What you need to do ->
A single number is required: the count of lines in the following entries that include the word "microphone".

Data provided ->
PR #1543, opened 2021-06-14
Allow camera and microphone for embeddable

whoaitsaimz:
closes https://github.com/sparkletown/internal-sparkle-issues/issues/662


whoaitsaimz:
This really only needs to go to one particular client environment -- not sure how to make that happen?

whoaitsaimz:
I think I am pushing to a feature branch. Would love to have this deployed for a specific Sparkle-hosted client environment. Not totally sure how to do so.

0xdevalias:
> I think I am pushing to a feature branch. Would love to have this deployed for a specific Sparkle-hosted client environment. Not totally sure how to do so.

This is how to change it:

- https://docs.github.com/en/github/collaborating-with-pull-requests/proposing-changes-to-your-work-with-pull-requests/changing-the-base-branch-of-a-pull-request

Though depending on what branch you forked from originally, and whether there are any unrelated changes, you may also need to rebase your branch to clean it up:

- https://docs.github.com/en/github/getting-started-with-github/using-git/about-git-rebase
- https://www.atlassian.com/git/tutorials/rewriting-history/git-rebase
- https://git-scm.com/book/en/v2/Git-Branching-Rebasing

src/components/templates/Embeddable/Embeddable.tsx
```diff
@@ -22,7 +22,7 @@ export const Embeddable: React.FC<EmbeddableProps> = ({ venue }) => {
         src={iframeUrl}
         className="embeddable__iframe"
         style={iframeStyles}
-        allow={IFRAME_ALLOW}
+        allow="accelerometer; autoplay; encrypted-media; gyroscope; picture-in-picture; fullscreen; camera; microphone;"
```
0xdevalias, line 25: Instead of hardcoding directly into the component like this, it would be better to extract a new `IFRAME_ALLOW_EMBEDDABLE` or similar in `src/settings` and use that here.

0xdevalias, line 25: Instead of hardcoding directly into the component like this, it would be better to extract a new `IFRAME_ALLOW_EMBEDDABLE` or similar in `src/settings` and use that here.

0xdevalias (changes requested):
Suggestions.

See also the questions/comments raised in https://github.com/sparkletown/internal-sparkle-issues/issues/662#issuecomment-862775122

src/components/templates/Embeddable/Embeddable.tsx
0xdevalias: Do we know that these settings are all required here? How were they chosen?

whoaitsaimz: I took the existing IFRAME_ALLOW settings and added the camera; microphone. I imagine that autoplay and fullscreen would be good to keep but cannot personally speak to why accelerometer, encrypted-media, gyroscope, or picture-in-picture would be needed

whoaitsaimz: @0xdevalias I updated per your requests

whoaitsaimz:
Closing to do this in a cleaner way (correct base branch of env/github) with https://github.com/sparkletown/sparkle/pull/1643

PR #1544, opened 2021-06-14
fix covert room type classes in MapRoom to not scale on hover

margulies:
Minor bug fix to return prior functionality to covert room type. The recent update to this code in https://github.com/sparkletown/sparkle/pull/1427 seems to have allowed unclickable and mapframe room types to scale on hover. This PR reverts that change.

### DIFF
--- a/src/components/templates/PartyMap/components/Map/MapRoom.tsx
+++ b/src/components/templates/PartyMap/components/Map/MapRoom.tsx
@@ -47,8 +47,9 @@ export const MapRoom: React.FC<MapRoomProps> = ({
   }, [dispatch]);
 
   const containerClasses = classNames("maproom", {
-    "maproom--covert maproom--unclickable": isUnclickable,
-    "maproom--covert maproom--iframe": isMapFrame,
+    "maproom--covert": isCovertRoom,
+    "maproom--unclickable": isUnclickable,
+    "maproom--iframe": isMapFrame,
     "maproom--always-show-label":
       !isCovertRoom &&
       (venue.roomVisibility === RoomVisibility.nameCount ||
--- a/src/components/templates/PartyMap/components/Map/MapRoom.tsx
+++ b/src/components/templates/PartyMap/components/Map/MapRoom.tsx
@@ -47,8 +47,8 @@ export const MapRoom: React.FC<MapRoomProps> = ({
   }, [dispatch]);
 
   const containerClasses = classNames("maproom", {
-    "maproom--covert--unclickable": isUnclickable,
-    "maproom--covert--iframe": isMapFrame,
+    "maproom--covert maproom--unclickable": isUnclickable,
+    "maproom--covert maproom--iframe": isMapFrame,
     "maproom--always-show-label":
       !isCovertRoom &&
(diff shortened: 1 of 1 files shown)


yurii-lubynets (approved):

src/components/templates/PartyMap/components/Map/MapRoom.tsx
```diff
@@ -47,8 +47,8 @@ export const MapRoom: React.FC<MapRoomProps> = ({
   }, [dispatch]);
 
   const containerClasses = classNames("maproom", {
-    "maproom--covert--unclickable": isUnclickable,
-    "maproom--covert--iframe": isMapFrame,
+    "maproom--covert maproom--unclickable": isUnclickable,
+    "maproom--covert maproom--iframe": isMapFrame,
```
sunny-viktoryia, line 51:
```suggestion
    "maproom--covert": isCovertRoom,
    "maproom--unclickable": isUnclickable,
    "maproom--iframe": isMapFrame,
```

margulies: Thanks!

src/components/templates/PartyMap/components/Map/MapRoom.tsx
```diff
@@ -47,8 +47,9 @@ export const MapRoom: React.FC<MapRoomProps> = ({
   }, [dispatch]);
 
   const containerClasses = classNames("maproom", {
-    "maproom--covert--unclickable": isUnclickable,
-    "maproom--covert--iframe": isMapFrame,
+    "maproom--covert": isCovertRoom,
+    "maproom--unclickable": isUnclickable,
+    "maproom--iframe": isMapFrame,
```
0xdevalias, line 52: > The recent update to this code seems to have allowed unclickable and mapframe room types to scale on hover. This PR reverts that change.

@margulies Which 'recent update' changed this, and which is the original PR? It's best practice to link the PRs where changes are made so we have continuity + can click through to them to understand what changed/why it's an issue/etc.

In this case, I don't see any changes to any styling files? So why does this fix the issue? Do those classes that have been removed here still exist and need to be cleaned up? Etc.

Please provide more thorough information/details when making PRs to make it easier for the reviewer to know what is going on/why, rather than needing to spend extra time back and forthing to ask those questions for details that could have been provided up front.

margulies: Good point -- sorry about that. This is the relevant PR: https://github.com/sparkletown/sparkle/pull/1427

mike-lvov: @0xdevalias 
The classes were inside in the initial PR

like that:
`.maproom {
 &--covert {
    &--unclickable
 }
}`

They were moved outside to the same level, but were not changed here

mike-lvov (approved):
LGTM

src/components/templates/PartyMap/components/Map/MapRoom.tsx
0xdevalias: Makes sense. Thanks.

PR #1545, opened 2021-06-14
show the number of participants on the poster preview

denisdimitrov:
Shows the number of participants on the poster preview. If no users are inside the poster, the icon is not displayed.

Fixes: https://github.com/sparkletown/internal-sparkle-issues/issues/810


yarikoptic:
I believe #1534 has done the same, but may be styling could be improved. See #1548 displaying current state (as as of that PR)

src/components/templates/PosterHall/components/PosterPreview/PosterPreview.tsx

Finished task ->
3